» **WHAT NEEDS TO BE DONE**:
Scan the records below for the line containing "I suggest to generate" and the line containing "3. Yaru-dark". Copy both, plus every line between, exactly.

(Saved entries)

PR #1556, opened 2019-10-02
Adding new full colour app icon for Evince

### LINKED ISSUE #1489: Icon of Evince document viewer is confusing
Evince has a rather strange icon in my opinion. The use of a magnifier glass in the icon indicates that it is a search/find utility rather than a document viewer. I hope it could be improved.
grafik

Take a look at the upstream icon for inspiration:
https://gitlab.gnome.org/GNOME/evince/blob/master/data/icons/scalable/apps/org.gnome.Evince.svg

grafik

ubuntujaggers:
image

image

image

image

Closes #1489


Amr-Ibra:
When you install gnome-documents, it uses the documents-app.svg icon, which looks very similar to this icon.

clobrano:
@ubuntujaggers, could you show us the two icons together?

ubuntujaggers:
Ah, I see what you mean.  They're certainly nearly the same (the Evince icon just has the branding) but maybe we should change the icon for gnome-documents, since the Evince icon upstream does have glasses.  Installing gnome-documents now...

ubuntujaggers:
image

How about Gnome documents being the icon with the magnifying glass?

clobrano:
I'm not sure, could the magnifying glass be a little misleading? There are
actually other apps that magnify the screen

Amr-Ibra:
The original Suru design is that a magnifying glass is for a document viewer, and glasses is for a document explorer.
You can see that same design for the image viewer. It's icon also has a magnifying glass, since it's a "viewer".

Feichtmeier:
> image
> 
> How about Gnome documents being the icon with the magnifying glass?

Tbh this is totally fine and very distinguishable.
Also, gnome documents is not installed in ubuntu by default, and thus shouldn't be very high prioritized if this solution brings an improvement for the PDF viewer

Amr-Ibra:
I suggest to just keep the original Suru icons as they are, and modify the docviewer-app.svg enough to make it more "Evince" and less a generic document viewer.

Feichtmeier:
If you think of the suru baseplate: That won't happen because we already changed all icons to use one out of 4 baseplates (reasons were discussed ages ago).
Or what do you mean?

Amr-Ibra:
I mean the current two icons (docviewer-app.svg and documents-app.svg), as they are, are generic document viewer and generic document explorer. Evince uses the viewer icon and gnome-documents uses the explorer icon.
The idea for this pull request is that a user, who has both Evince and gnome-documents installed (myself included), will be getting two very similar icons for two different apps (Evince is a viewer and gnome-documents is an explorer) and both are using the "explorer" icon. This breaks the current situation.
I suggest that they would be left as they are (this pull request is already doing that) and take the docviewer-app.svg icon as a base for a new icon for Evince.

ubuntujaggers:
The reason I'm in favour of using the existing glasses icon as the base for Evince is because it harmonises so closely with upstream:

evince-new-icon

66036113-5fb77800-e504-11e9-88c2-dbd3bc5df0bd

Maybe we could even make the glasses blue and horizontal to further differentiate this from documents-app?

Amr-Ibra:
I like the idea of the glasses 👍

Feichtmeier:
Imho it looks perfect @clobrano or @madsrh any veto for merging?

madsrh:
This looks good @ubuntujaggers

ubuntujaggers:
Before you merge, give me a minute to see if rearranging the elements is better...

clobrano:
Looks great to me

ubuntujaggers:
This is the version rearranged to look more like upstream:

image

image

image

image

So either merge this PR as is, or let me know if you want me to push the new version :+1:

Amr-Ibra:
> This is the version rearranged to look more like upstream:
> 
> image


I like this arrangement too, and I have two comments:
- The blue glasses are not aligned in the centre of the icon (there is a bit more space on the right than left)
- The lines in the icon look a bit untidy, the original lines look tidier

Otherwise, the icon looks very nice.

clobrano:
I like the "misplacement", if its intended :)

ubuntujaggers:
Idea behind having the glasses on the left was to follow upstream a bit, but it's negotiable :) I can try making more of the lines full width.

ubuntujaggers:
Okay, tidied the lines up a bit - I vote for this one:

image

image

image

Happy to push :+1:

Amr-Ibra:
> Okay, tidied the lines up a bit - I vote for this one:
> 
> image

I vote for this one too.

Feichtmeier:
Okay, being different from gnome-documents is a good reason for the re-arrangement I guess. :)

ubuntujaggers:
Pushed :+1:

clobrano:
LGTM :+1: 
thanks @ubuntujaggers

PR #1562, opened 2019-10-06
Symbolic icon for new Evince design

ubuntujaggers:
image

image


clobrano:
It works fine! Thanks

PR #1568, opened 2019-10-09
When building with communitheme_compat, link the light variant

kenvandine:
gtk-common-themes builds with communitheme_compat=true. This was missing the light variant, so theming is broken on snaps when the user has communitheme-light set as their gtk theme.


clobrano:
Thanks again :)

PR #1578, opened 2019-10-19
shell: enable shell variant switch

### LINKED ISSUE #1483: Allow to switch between light and dark shell themes
According to the discussion in Discourse from https://discourse.ubuntu.com/t/yaru-next-move/12155/45?u=memeplex onwards (up to comment 55)  and also to a previous, related, Launchpad discussion in https://bugs.launchpad.net/ubuntu/+source/yaru-theme/+bug/1832137, I would like to propose a simple way to fix two issues, one of them maybe just temporarily (in case upstream eventually decides to add a global dark mode toggle) but in any case easily reversible:

1. It's currently not possible to switch  between a light and a dark shell theme, even if both are easily generated from sources (switching `$variant` from "light" to "dark").

2. It's currently not possible to use Adwaita in an Ubuntu session nor is it possible to use Yaru in a vanilla Gnome session.

Both problems are related to the status of Yaru and Adwaita as session defaults, hence residing at `/usr/share/gnome-shell/theme/(Yaru|Adwaita)/gnome-shell` instead of `/usr/share/themes/(Yaru|Adwaita)/gnome-shell`. So if you enable the stock User Themes extension you end up seeing just one of them (according to the type of session you're in) as a `Default` entry in the shell theme selection dropdown.

Now, it's common practice for almost every other theme out there (most of which don't have the honor of being a distro or desktop default) to provide many versions (light, dark, darker, compact, etc) of both gtk and shell themes. For example, for Materia you get a plethora of themes (12!):

`/usr/share/themes/Materia(|-dark|-compact|-dark-compact|-light|-light-compact)/gtk-3.0/gtk.css`

and

`/usr/share/themes/Materia(|-dark|-compact|-dark-compact|-light|-light-compact)/gnome-shell/gnome-shell.css`

Even if it's nice to get Yaru by default, the current situation is too limiting in both aspects mentioned above:

1. People using gnome-session *in Ubuntu* have access to any packaged theme except for, of all, *Ubuntu* theme!

2. Even if upstream enabled a dark theme switch, you might prefer to provide light, dark, darker themes (there were recent discussions about this in Discourse), or even compact ones (Materia compact is very nice, indeed).

---

I suggest to generate both light and dark shell themes css in `/usr/share/gnome-shell/theme/Yaru/gnome-shell` and to provide symlinks to both variants as `/usr/share/themes/Yaru(|-dark)/gnome-shell/gnome-shell.css`. This way you get in the shell theme dropdown three options:

1. Default
2. Yaru
3. Yaru-dark

The fact that Default is an alias to Yaru might be distressing for some people (not for me). But in a gnome-session, Default = Adwaita, so you get full choice. If you don't care about this, just provide a symlink to Yaru-dark, so you get:

1. Default
2. Yaru-dark

---

Alternatively, you can deploy the real thing into `/usr/share/gnome-shell/theme/Yaru(-dark)/gnome-shell` and provide just one symlink for the default in  /usr/share/gnome-shell/theme/Yaru/gnome-shell/gnome-shell.css`. I think this solution is cleaner, since it's a standard practice to symlink to defaults or to selected options. Still, it diverges a bit more from upstream than the previous alternative.
 
---

At first sight this task looks like a mix of packaging and theme generation. But since git support symlinks I think that carefully created relative symlinks might be directly added to the repo so that they are packaged and installed automagically.

clobrano:
- generate both light (current default) and dark shell variants
- install variants in `/usr/share/themes/Yaru/gnome-shell` and `/usr/share/themes/Yaru-dark/gnome/shell`
- symlink default variant to `/usr/share/themes/`

Once installed "User themes" extension, both shell variants are
manually selectable, also in GNOME vanilla session.

closes #1483


roypen:
Works great after changing the symlinks mentioned above. Tested on a 19.10 clean install.

gnome-shell/src/dark/meson.build
```diff
@@ -0,0 +1,83 @@
...
+  '../toggle-on-dark.svg',
+  '../toggle-on-hc.svg',
+  '../toggle-on-intl.svg',
+  '../toggle-on.svg',
+  '../ws-switch-arrow-down.svg',
+  '../ws-switch-arrow-up.svg',
+]
+
+# install static data files
+install_data(data_sources, install_dir: install_dir)
```
memeplex: There is obviously a lot of duplication in this file.

My first impulse would usually be to factorize everything that is not the install_dir parameter. For example, to symlink the base build file and provide install_dir as a parameter or as part of an environment (I'm not familiarized with meson).

But in this case I believe this file could be seen as a place for little tweaks and hacks that could be required in the future to adjust the theme variant (for example, different icons), so in the end I have no strong opinion.

gnome-shell/src/light/meson.build
```diff
@@ -0,0 +1,83 @@
+# destination directory
+install_dir = join_paths(gnomeshell_theme_dir, meson.project_name())
```
memeplex: As I commented in https://github.com/ubuntu/yaru/issues/1483#issuecomment-544180979, I believe it's better here to keep symmetry with what you're doing for the dark theme, that is:

```
install_dir = join_paths(gnomeshell_alt_theme_dir, meson.project_name() + '-light', 'gnome-shell')
``` 

and then to invert the symlinking in `install-shell.sh`. This better generalizes to future variants, also. And it follows the time-tested pattern of symlinking the chosen variant between a set of configuration options.

gnome-shell/src/install-shell.sh
```diff
@@ -0,0 +1,7 @@
+#!/usr/bin/env bash
+# -*- coding: UTF-8 -*-
+
+project_name="$1"
+prefix="${MESON_INSTALL_DESTDIR_PREFIX}/share"
+
+ln -sf "${prefix}/gnome-shell/theme/${project_name}" "${prefix}/themes/${project_name}/gnome-shell"
```
memeplex: I suggest to revert the direction of this symlink as explained in my comment for light/meson.build below.

clobrano:
I'll fix the symlink, which are needed to avoid more code duplication while genereting both dark and light variants

gnome-shell/src/dark/meson.build
clobrano: it is easier if the install dir is shared

dawidd6:
Will this change go live on 19.10 when merged?
Because right now having mixed white shell theme with dark gtk one is not a good experience.

Anyway, thanks for doing it!

clobrano:
Usually there's at least one update of ubuntu packages even in non LTS, so it might

gnome-shell/src/dark/meson.build
clobrano: I think I'll keep them separated tough. The `custom-target` directive now generates two different targets, one for light and one for dark, with the same name `gnome-shell.scss`, while keeping it in the same meson build is causing target duplication which resolution makes this even more complicated

ayush987goyal:
Hi @clobrano . How can I use this in the current `19.10` installation?

DarthWound:
> Will this change go live on 19.10 when merged?
> Because right now having mixed white shell theme with dark gtk one is not a good experience.

> Usually there's at least one update of ubuntu packages even in non LTS, so it might

Would be great, because even with light GTK theme I don't like the light Shell theme, popup menus "blend" too much into maximized windows, it's less readable for me. I usually prefer a light GTK mixed with a dark Shell. Of course that's just me, but I know a lot of people use the dark GTK and I'm pretty sure having the light Shell is painful for their eyes :stuck_out_tongue:

Feichtmeier:
We could surely go with a darker tone of white at some point. But then for both gtk and shell popups/popovers.

BloodyIron:
How soon before this hits mainline Ubuntu repos already? White Gnome pull-down menus with a dark theme for the rest is pain to the retinas. :/

dawidd6:
@clobrano Any word about getting these changes to 19.10 release?

clobrano:
At this point, I am not sure it will land before 20.04

BloodyIron:
That means 2 more years for the next LTS to get more dark theme support :/ what would it take to get this into 20.04?

clobrano:
What do you mean? In 20.04 will land for sure

BloodyIron:
So it will be _in_ 20.04?

clobrano:
yes sorry,  with "not before 20.04" I meant not in 19.10 :D

PR #1585, opened 2019-10-22
Ensure shell-theme link can be created when using DESTDIR

### LINKED ISSUE #1583: Build problem after directory layout change
After the changes to allow switching between dark and light shell themes, the Arch PKGBUILD I'm using broke. I figured the PKGBUILD needed to be updated to reflect the changes (It deletes directories in order to split yaru into multiple packages, sound, gtk, shell, session, icons so is vulnerable to changes in directory layout).

I thought I'd make a non-split package so that yaru can just be installed all at once and the PKGBUILD is no longer vulnerable to changes like this. But I'm hitting an issue and wondering if it is an issue with Yaru itself.

I'm building like so:

```
cd /tmp
git clone https://github.com/ubuntu/yaru
meson yaru build
ninja -C build
mkdir pkg
DESTDIR=/tmp/pkg ninja -C build install
```

And getting the following error during `ninja -C build install`:
```
<snip>
Running custom install script '/tmp/yaru/gnome-shell/src/install-shell.sh Yaru'
ln: failed to create symbolic link '/tmp/pkg/usr/share/gnome-shell/theme/Yaru': No such file or directory
FAILED: meson-install 
/usr/bin/meson install --no-rebuild
ninja: build stopped: subcommand failed.
```

Indeed, there is no such directory `usr/share/gnome-shell/theme`. There is `usr/share/themes/gnome-shell` though.

Does the script `gnome-shell/src/install-shell.sh` need to be updated to reflect the recent directory changes? Or am I misunderstanding something?

chrisjbillington:
When creating a package (such as on Arch Linux) using:

`DESTDIR="${pkgdir}" ninja -C build install`

to install all files to `${pkgdir}` for later installation onto an
actual system, ensure the symlink to the shell theme can be created.

The link target should point to a location in `MESON_INSTALL_PREFIX`,
but the link itself should be in `MESON_INSTALL_DESTDIR_PREFIX`.
Furthermore, the link's parent directory needs to be created within
`MESON_INSTALL_DESTDIR_PREFIX` if it does not exist.

Fixes #1583

### DIFF
--- a/gnome-shell/src/install-shell.sh
+++ b/gnome-shell/src/install-shell.sh
@@ -2,6 +2,8 @@
 # -*- coding: UTF-8 -*-
 
 project_name="$1"
-prefix="${MESON_INSTALL_DESTDIR_PREFIX}/share"
+destdir_prefix="${MESON_INSTALL_DESTDIR_PREFIX}/share"
+install_prefix="${MESON_INSTALL_PREFIX}/share"
 
-ln -sf "${prefix}/themes/${project_name}/gnome-shell" "${prefix}/gnome-shell/theme/${project_name}"
+mkdir -p "${destdir_prefix}/gnome-shell/theme/"
+ln -sf "${install_prefix}/themes/${project_name}/gnome-shell" "${destdir_prefix}/gnome-shell/theme/${project_name}"


clobrano:
looks good, thanks!

chrisjbillington:
:)

PR #1592, opened 2019-10-28
overwrite softlinks so install-compat can handle multiple builds

galgalesh:
`install-compat.sh` currently fails the second time you build Yaru because the softlinks already exist.

This PR fixed that by forcing `ln` to overwrite the existing softlinks.


clobrano:
Hey @galgalesh, thanks! It looks good to me, merging it


May I ask you how you noticed the failure? The buildings script seemd to work fine

galgalesh:
I found it by building the `gtk-common-themes` snap multiple times on my laptop. I hit this issue the second time I built the snap. I was trying some stuff out to [reduce the startup time of desktop snaps](https://github.com/snapcore/snapcraft/pull/2769).

clobrano:
Cool! Thanks :)

PR #1595, opened 2019-10-29
Fix headerbar focused entries

### LINKED ISSUE #1557: Mixed theme headerbar entries miss the :focus orange border
image
It only keeps the inset box shadow
https://github.com/ubuntu/yaru/blob/master/gtk/src/default/gtk-3.20/_headerbar.scss#L31

Without headerbar modification:
image

Eventually needs a dedicated focus styling here, because it's overwritten for not focus
Could be wrong, just the first idea.

Feichtmeier:
Closes #1557 

Screenshot from 2019-10-29 15-21-08
image

### DIFF
--- a/gtk/src/default/gtk-3.20/_headerbar.scss
+++ b/gtk/src/default/gtk-3.20/_headerbar.scss
@@ -30,6 +30,7 @@ headerbar,
     &, &:backdrop {
       border-color: darken($headerbar_bg_color, 8%);
     }
+    &:focus {  @include entry(focus); }
   }
 
   button,


clobrano:
I've found the same solution, but if you notice in Yaru-dark the orange border doesn't get over the entry border

image

not sure if possible to have though

Feichtmeier:
Yeah that's because the upstream entry drawings draw a second orange line with a box-shadow made of selected_bg_color which is darker for the dark theme. It's barely visible but it's there ^.^
No idea why they do this :man_shrugging: 
Here: https://github.com/ubuntu/yaru/blob/master/gtk/src/default/gtk-3.20/_drawing.scss#L27
And here: https://github.com/ubuntu/yaru/blob/master/gtk/src/default/gtk-3.20/_drawing.scss#L30

PR #1596, opened 2019-10-30
shell: fix shell installation directories

### LINKED ISSUE #1591: corrupted yaru-theme-gnome-shell package
## Expected Behavior
package install correctly

## Actual Behavior

when install, result is:

```
root@whitewater:~# LANG=C dpkg -i yaru-theme-gnome-shell_19.10.4+201910260248+04f5461~ubuntu18.04.1_all.deb 
(Reading database ... 773161 files and directories currently installed.)
Preparing to unpack yaru-theme-gnome-shell_19.10.4+201910260248+04f5461~ubuntu18.04.1_all.deb ...
Unpacking yaru-theme-gnome-shell (19.10.4+201910260248+04f5461~ubuntu18.04.1) over (19.10.4+201910210131+909c1e5~ubuntu18.04.1) ...
Setting up yaru-theme-gnome-shell (19.10.4+201910260248+04f5461~ubuntu18.04.1) ...
update-alternatives: error: alternative path /usr/share/gnome-shell/theme/Yaru/gnome-shell.css doesn't exist
dpkg: error processing package yaru-theme-gnome-shell (--install):
 installed yaru-theme-gnome-shell package post-installation script subprocess returned error exit status 2
Errors were encountered while processing:
 yaru-theme-gnome-shell
```

install the last package

## Software that presents the issue

- Name: ubuntu
- Version: 18.04

## Yaru version

19.10.4+201910260248+04f5461

## Icon Request

N/A

clobrano:
Currently yaru gnome-shell theme is installed in the themes directory
/usr/share/themes/<themenane>/gnome-shell, which is where User-Themes
extension looks for 3rd party themes and a symlink is created under
/usr/share/gnome-shell/theme, where Gnome-shell looks for the session's
default theme.

Other than not being formally correct (the default theme should go into
the gnome-shell session's folder), this creates a dependency of the
gnome-shell-theme debian package from the gtk-theme package, that
creates the <themes>/Yaru folder first.

To fix the form and void adding dependency between packages (ideally,
gnome-shell could be installed without the gtk part), Yaru will be
installed under gnome-shell directory and the symlink will be created in
the themes directory, together with the installation of and Yaru-dark
shell, which is the alternative.

closes #1591 

- [ ] test deb package installation

### DIFF
--- a/gnome-shell/meson.build
+++ b/gnome-shell/meson.build
@@ -1,3 +1,4 @@
+gnomeshell_default_theme_dir = join_paths(get_option('datadir'), 'gnome-shell', 'theme')
 gnomeshell_alt_themes_dir = join_paths(get_option('datadir'), 'themes')
 
 subdir('src')
--- a/gnome-shell/src/install-shell.sh
+++ b/gnome-shell/src/install-shell.sh
@@ -5,5 +5,5 @@ project_name="$1"
 destdir_prefix="${MESON_INSTALL_DESTDIR_PREFIX}/share"
 install_prefix="${MESON_INSTALL_PREFIX}/share"
 
-mkdir -p "${destdir_prefix}/gnome-shell/theme/"
-ln -sf "${install_prefix}/themes/${project_name}/gnome-shell" "${destdir_prefix}/gnome-shell/theme/${project_name}"
+mkdir -p "${destdir_prefix}/themes/${project_name}"
+ln -sf "${install_prefix}/gnome-shell/theme/${project_name}" "${destdir_prefix}/themes/${project_name}/gnome-shell"
--- a/gnome-shell/src/light/meson.build
+++ b/gnome-shell/src/light/meson.build
@@ -1,5 +1,5 @@
 # destination directory
-install_dir = join_paths(gnomeshell_alt_themes_dir, meson.project_name(), 'gnome-shell')
+install_dir = join_paths(gnomeshell_default_theme_dir, meson.project_name())
 
 # generate .css files
 theme_sources = files([


chrisjbillington:
Yes you did, and my Arch package builds with these changes.

I'm a little confused about the changes though. You've reversed which way the link goes for the default theme, but since the dark shell theme and the symlink to the light shell theme are still in `/usr/share/themes/Yaru{,-dark}`, isn't there still a dependency on the gtk theme package which owns these directories?

I didn't realise until now, but Arch packages don't appear to care which package owns a directory - or perhaps the package manager is happy with both packages owning the same directory so long as its permissions are identical or something like that. Because I've been [splitting](https://aur.archlinux.org/cgit/aur.git/tree/PKGBUILD?h=yaru-git#n32) Yaru into separate sound, icon, gtk, shell theme and sessions packages and haven't encountered this issue. I guess Debian packages are different.

clobrano:
It's a mix of problems and formalities.

> I'm a little confused about the changes though. You've reversed which way the link goes for the default theme, but since the dark shell theme and the symlink to the light shell theme are still in /usr/share/themes/Yaru{,-dark}, isn't there still a dependency on the gtk theme package which owns these directories?

It isn't a problem of directory ownership. In fact installing first gtk deb and then shell one, it works fine, but I didn't want to put a dependency between those two packages.

The deb problem seemed that the `/usr/share/themes/Yaru` folder, where gnome-shell is installed in a subdir `gnome-shell`, does not exist until gtk-theme creates it.

Moreover, asking on IRC, I understood that the default theme place is under `/usr/share/gnome-shell/theme`, so Yaru is expected to be there. Secondary/3rd-party themes are expected (by UserThemes extension) to be under `/usr/share/themes/.../gnome-shell`, so being Yaru-dark and alternative, I thought it was a good place for it.

I didn't have time to test whether this actually fix deb install, however, and I am open to other ideas :)

chrisjbillington:
> It isn't a problem of directory ownership. In fact installing first gtk deb and then shell one, it works fine, but I didn't want to put a dependency between those two packages.

Right, but can the shell theme package create the directory as well? In Arch, two packages can both create the same directory and it is not considered a conflict - both packages "own" the directory, and the directory will be removed from the filesystem only once both packages are uninstalled (thousands of packages "own" `/usr/` for example).

>  I understood that the default theme place is under /usr/share/gnome-shell/theme, so Yaru is expected to be there.

Eh, I would be happy that putting a link there satisfies this expectation. But this is bikeshedding and up to you guys.

chrisjbillington:
I think I see the problem - sorry for waffling on about things that might not have been relevant. It's not about the parent directory at all, it's about the fact that the gtk theme package is shipping the shell themes.

This PR moves the default shell theme back to `/usr/share/gnome-shell` where it will be picked up by the gnome-shell package build, and shipped with the gnome-shell package. However, it still leaves the dark shell theme in `/usr/share/themes/Yaru-dark`, where it will be picked up by the gtk theme package and shipped with it. That still seems wrong. The gtk theme package should only ship gtk themes, and the shell theme package should ship all shell themes.

It seems to me that `yaru/debian/yaru-theme-gtk.install` should change to only ship the gtk themes. Instead of containing the single line `usr/share/themes/`, it should be:
```
usr/share/themes/Yaru{-light,{,-dark}/{gtk-{3.0,3.0,3.20},index.theme}}
```
(or the full list if brace expansion not meaningful in this context) to pick up only the GTK related subdirs of `/usr/share/themes`.

Then `yaru/debian/yaru-theme-gnome-shell.install` should change to
```
usr/share/gnome-shell/
usr/share/themes/Yaru{,-dark}/gnome-shell
```
(Or in full if brace expansion is not allowed)

Then the link can go in either direction, it won't matter since both the link and its target will be in the shell package.

chrisjbillington:
Testing seems to reveal that the link really does need to be where you've put it and not the other way around. So this PR fixes that and moves the default theme into the shell-theme package. To move the dark theme and the link out of the gtk theme package and into the shell theme package (so that you don't need to install the gtk theme in order to see the shell themes in gnome-tweaks), see #1597.

chrisjbillington:
You're welcome!

> update the *.install files (which you already did with #1597)
> merge this PR as it is?

Yes, I think this is right.  But I am not super well versed in packaging either (and moreso Arch than Debian-based), so I can't guarantee that I've understood correctly!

» **WORKED SOLUTION**:
I suggest to generate both light and dark shell themes css in `/usr/share/gnome-shell/theme/Yaru/gnome-shell` and to provide symlinks to both variants as `/usr/share/themes/Yaru(|-dark)/gnome-shell/gnome-shell.css`. This way you get in the shell theme dropdown three options:

1. Default
2. Yaru
3. Yaru-dark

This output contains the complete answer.